▸ EXERCISE INPUT
Issue #3365, opened 2019-08-05
Ifunc, inspect and numpy 1.17


rcomer:
My latest PR has an unexpected [Travis failure](https://travis-ci.org/SciTools/iris/jobs/567844517#L5124 ) in `test_ifunc`:
```
ERROR: test_ifunc (iris.tests.test_basic_maths.TestIFunc)
----------------------------------------------------------------------
Traceback (most recent call last):
  File "/home/travis/miniconda/envs/test-environment/lib/python3.6/site-packages/scitools_iris-2.3.0.dev0-py3.6.egg/iris/tests/test_basic_maths.py", line 605, in test_ifunc
    lambda a: a.units
  File "/home/travis/miniconda/envs/test-environment/lib/python3.6/site-packages/scitools_iris-2.3.0.dev0-py3.6.egg/iris/analysis/maths.py", line 928, in __init__
    raise ValueError(msg.format(data_func.__name__, self.nin))
ValueError: cumsum requires 0 input data arrays, the IFunc class currently only supports functions requiring 1 or two data arrays as input.
```

  `Ifunc` uses either the `nin` attribute (which `numpy.cumsum` doesn't appear to have) or `inspect.getargspec` to [figure out how many arrays can be passed to the numpy function](https://github.com/SciTools/iris/blob/master/lib/iris/analysis/maths.py#L917 ).

I note that numpy 1.17 was released at the end of July, which probably explains why this failure has appeared now.  I think this is as far as my debugging skills can take me on this one though!

PR #3366, opened 2019-08-09
Dress naked excepts

bjlittle:
This PR fixes the `iris` travis-ci tests after moving to the latest `numpy` 1.17.0 - and it also follows-up from https://github.com/SciTools/iris/pull/3320 to dress the naked `try`...`except`s with an `ImportError`

### DIFF
--- a/lib/iris/analysis/maths.py
+++ b/lib/iris/analysis/maths.py
@@ -1,4 +1,4 @@
-# (C) British Crown Copyright 2010 - 2017, Met Office
+# (C) British Crown Copyright 2010 - 2019, Met Office
 #
 # This file is part of Iris.
 #
@@ -22,10 +22,11 @@ Basic mathematical and statistical operations.
 from __future__ import (absolute_import, division, print_function)
 from six.moves import (filter, input, map, range, zip)  # noqa
 
-import warnings
+import inspect
 import math
 import operator
-import inspect
+import six
+import warnings
 
 import cf_units
 import numpy as np
@@ -917,9 +918,15 @@ class IFunc(object):
         if hasattr(data_func, 'nin'):
             self.nin = data_func.nin
         else:
-            (args, varargs, keywords, defaults) = inspect.getargspec(data_func)
-            self.nin = len(args) - (
-                len(defaults) if defaults is not None else 0)
+            if six.PY2:
+                (args, _, _, defaults) = inspect.getargspec(data_func)
+                self.nin = len(args) - (
+                    len(defaults) if defaults is not None else 0)
+            else:
+                sig = inspect.signature(data_func)
+                args = [param for param in sig.parameters.values()
+                        if '=' not in str(param)]
+                self.nin = len(args)
 
         if self.nin not in [1, 2]:
             msg = ('{} requires {} input data arrays, the IFunc class '
--- a/lib/iris/_constraints.py
+++ b/lib/iris/_constraints.py
@@ -25,7 +25,7 @@ import six
 
 try:  # Python 3
     from collections.abc import Iterable, Mapping
-except:  # Python 2.7
+except ImportError:  # Python 2.7
     from collections import Iterable, Mapping
 import operator
 
--- a/lib/iris/analysis/__init__.py
+++ b/lib/iris/analysis/__init__.py
@@ -53,7 +53,7 @@ import six
 from collections import OrderedDict
 try:  # Python 3
     from collections.abc import Iterable
-except:  # Python 2.7
+except ImportError:  # Python 2.7
     from collections import Iterable
 from functools import wraps
 
--- a/lib/iris/coords.py
+++ b/lib/iris/coords.py
@@ -27,7 +27,7 @@ from abc import ABCMeta, abstractproperty
 from collections import namedtuple
 try:  # Python 3
     from collections.abc import Iterator
-except:  # Python 2.7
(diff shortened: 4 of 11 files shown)


lib/iris/analysis/maths.py
```diff
@@ -917,9 +918,15 @@ def ws_units_func(u_cube, v_cube):
...
-                len(defaults) if defaults is not None else 0)
+            if six.PY2:
+                (args, _, _, defaults) = inspect.getargspec(data_func)
+                self.nin = len(args) - (
+                    len(defaults) if defaults is not None else 0)
+            else:
+                sig = inspect.signature(data_func)
+                args = [param for param in sig.parameters.values()
+                        if '=' not in str(param)]
+                self.nin = len(args)
```
bjlittle: Avoid `DeprecationWarning: inspect.getargspec() is deprecated since Python 3.0, use inspect.signature() or inspect.getfullargspec()` in Python3.

Also, signature of `numpy.cumsum` from `1.17.0` has changed resulting in `inspect.getargspec` not working, hence the move to `inspect.signature` in order to get `iris.tests.test_basic_maths.TestIFunc.test_ifunc` to pass again.

bjlittle:
@rcomer Fancy taking this on?

bjlittle:
Closes https://github.com/SciTools/iris/issues/3365

lib/iris/analysis/maths.py
rcomer: I'm new to `inspect.Signature` and `inspect.Parameter`, but would this also work?
```python
args = [param for param in sig.parameters.values() if param.default is param.empty]
```
It seems a bit more direct than searching the string.

Not really important, but I figure I ought to find **something** to comment on :laughing:.

pp-mo: > I'm new to inspect.Signature and inspect.Parameter,

Me too, and it's more complicated than I expected...

Digging a little deeper, I think the above doesn't _quite_ work, because (I found), since Python 3 now supports keyword-only parameters, it is now possible to have a keyword without a default :   It becomes a _required_ keyword.
Like this : 
```
>>> def myfn(a, b, *, reqd_key):
...   return (a, b, reqd_key)
... 
>>> myfn(1,2)
TypeError: myfn() missing 1 required keyword-only argument: 'reqd_key'
>>> myfn(1,2,3)
TypeError: myfn() takes 2 positional arguments but 3 were given
>>> myfn(1,2, reqd_key=3)
(1, 2, 3)

>>> sig = inspect.Signature.from_callable(myfn)
>>> for name, par in sig.parameters.items():
...   print("'{}': kind={}, default={}".format(name, par.kind, par.default))
... 
'a': kind=1, default=<class 'inspect._empty'>
'b': kind=1, default=<class 'inspect._empty'>
'reqd_key': kind=3, default=<class 'inspect._empty'>
>>> 
```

▸ ABOUT THIS TASK
Reproduce all records exactly, without omissions.

▸ SOLUTION
Issue #3365, opened 2019-08-05
Ifunc, inspect and numpy 1.17


rcomer:
My latest PR has an unexpected [Travis failure](https://travis-ci.org/SciTools/iris/jobs/567844517#L5124 ) in `test_ifunc`:
```
ERROR: test_ifunc (iris.tests.test_basic_maths.TestIFunc)
----------------------------------------------------------------------
Traceback (most recent call last):
  File "/home/travis/miniconda/envs/test-environment/lib/python3.6/site-packages/scitools_iris-2.3.0.dev0-py3.6.egg/iris/tests/test_basic_maths.py", line 605, in test_ifunc
    lambda a: a.units
  File "/home/travis/miniconda/envs/test-environment/lib/python3.6/site-packages/scitools_iris-2.3.0.dev0-py3.6.egg/iris/analysis/maths.py", line 928, in __init__
    raise ValueError(msg.format(data_func.__name__, self.nin))
ValueError: cumsum requires 0 input data arrays, the IFunc class currently only supports functions requiring 1 or two data arrays as input.
```

  `Ifunc` uses either the `nin` attribute (which `numpy.cumsum` doesn't appear to have) or `inspect.getargspec` to [figure out how many arrays can be passed to the numpy function](https://github.com/SciTools/iris/blob/master/lib/iris/analysis/maths.py#L917 ).

I note that numpy 1.17 was released at the end of July, which probably explains why this failure has appeared now.  I think this is as far as my debugging skills can take me on this one though!

PR #3366, opened 2019-08-09
Dress naked excepts

bjlittle:
This PR fixes the `iris` travis-ci tests after moving to the latest `numpy` 1.17.0 - and it also follows-up from https://github.com/SciTools/iris/pull/3320 to dress the naked `try`...`except`s with an `ImportError`

### DIFF
--- a/lib/iris/analysis/maths.py
+++ b/lib/iris/analysis/maths.py
@@ -1,4 +1,4 @@
-# (C) British Crown Copyright 2010 - 2017, Met Office
+# (C) British Crown Copyright 2010 - 2019, Met Office
 #
 # This file is part of Iris.
 #
@@ -22,10 +22,11 @@ Basic mathematical and statistical operations.
 from __future__ import (absolute_import, division, print_function)
 from six.moves import (filter, input, map, range, zip)  # noqa
 
-import warnings
+import inspect
 import math
 import operator
-import inspect
+import six
+import warnings
 
 import cf_units
 import numpy as np
@@ -917,9 +918,15 @@ class IFunc(object):
         if hasattr(data_func, 'nin'):
             self.nin = data_func.nin
         else:
-            (args, varargs, keywords, defaults) = inspect.getargspec(data_func)
-            self.nin = len(args) - (
-                len(defaults) if defaults is not None else 0)
+            if six.PY2:
+                (args, _, _, defaults) = inspect.getargspec(data_func)
+                self.nin = len(args) - (
+                    len(defaults) if defaults is not None else 0)
+            else:
+                sig = inspect.signature(data_func)
+                args = [param for param in sig.parameters.values()
+                        if '=' not in str(param)]
+                self.nin = len(args)
 
         if self.nin not in [1, 2]:
             msg = ('{} requires {} input data arrays, the IFunc class '
--- a/lib/iris/_constraints.py
+++ b/lib/iris/_constraints.py
@@ -25,7 +25,7 @@ import six
 
 try:  # Python 3
     from collections.abc import Iterable, Mapping
-except:  # Python 2.7
+except ImportError:  # Python 2.7
     from collections import Iterable, Mapping
 import operator
 
--- a/lib/iris/analysis/__init__.py
+++ b/lib/iris/analysis/__init__.py
@@ -53,7 +53,7 @@ import six
 from collections import OrderedDict
 try:  # Python 3
     from collections.abc import Iterable
-except:  # Python 2.7
+except ImportError:  # Python 2.7
     from collections import Iterable
 from functools import wraps
 
--- a/lib/iris/coords.py
+++ b/lib/iris/coords.py
@@ -27,7 +27,7 @@ from abc import ABCMeta, abstractproperty
 from collections import namedtuple
 try:  # Python 3
     from collections.abc import Iterator
-except:  # Python 2.7
(diff shortened: 4 of 11 files shown)


lib/iris/analysis/maths.py
```diff
@@ -917,9 +918,15 @@ def ws_units_func(u_cube, v_cube):
...
-                len(defaults) if defaults is not None else 0)
+            if six.PY2:
+                (args, _, _, defaults) = inspect.getargspec(data_func)
+                self.nin = len(args) - (
+                    len(defaults) if defaults is not None else 0)
+            else:
+                sig = inspect.signature(data_func)
+                args = [param for param in sig.parameters.values()
+                        if '=' not in str(param)]
+                self.nin = len(args)
```
bjlittle: Avoid `DeprecationWarning: inspect.getargspec() is deprecated since Python 3.0, use inspect.signature() or inspect.getfullargspec()` in Python3.

Also, signature of `numpy.cumsum` from `1.17.0` has changed resulting in `inspect.getargspec` not working, hence the move to `inspect.signature` in order to get `iris.tests.test_basic_maths.TestIFunc.test_ifunc` to pass again.

bjlittle:
@rcomer Fancy taking this on?

bjlittle:
Closes https://github.com/SciTools/iris/issues/3365

lib/iris/analysis/maths.py
rcomer: I'm new to `inspect.Signature` and `inspect.Parameter`, but would this also work?
```python
args = [param for param in sig.parameters.values() if param.default is param.empty]
```
It seems a bit more direct than searching the string.

Not really important, but I figure I ought to find **something** to comment on :laughing:.

pp-mo: > I'm new to inspect.Signature and inspect.Parameter,

Me too, and it's more complicated than I expected...

Digging a little deeper, I think the above doesn't _quite_ work, because (I found), since Python 3 now supports keyword-only parameters, it is now possible to have a keyword without a default :   It becomes a _required_ keyword.
Like this : 
```
>>> def myfn(a, b, *, reqd_key):
...   return (a, b, reqd_key)
... 
>>> myfn(1,2)
TypeError: myfn() missing 1 required keyword-only argument: 'reqd_key'
>>> myfn(1,2,3)
TypeError: myfn() takes 2 positional arguments but 3 were given
>>> myfn(1,2, reqd_key=3)
(1, 2, 3)

>>> sig = inspect.Signature.from_callable(myfn)
>>> for name, par in sig.parameters.items():
...   print("'{}': kind={}, default={}".format(name, par.kind, par.default))
... 
'a': kind=1, default=<class 'inspect._empty'>
'b': kind=1, default=<class 'inspect._empty'>
'reqd_key': kind=3, default=<class 'inspect._empty'>
>>> 
```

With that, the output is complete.